Task instructions: A complete, exact copy of the records below is the required result.

Information provided:
PR #266, opened 2024-03-11
DM-42811: Log unexpected measurement exceptions as WARNING

parejkoj:


TallJimbo (approved):
Could you add the context we discussed on slack to the commit message, i.e. "these were turned from WARNING to DEBUG on ticket X, which was _supposed_ to be about adding new DEBUG logs for other errors but communicated poorly".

Answer:
PR #266, opened 2024-03-11
DM-42811: Log unexpected measurement exceptions as WARNING

parejkoj:


TallJimbo (approved):
Could you add the context we discussed on slack to the commit message, i.e. "these were turned from WARNING to DEBUG on ticket X, which was _supposed_ to be about adding new DEBUG logs for other errors but communicated poorly".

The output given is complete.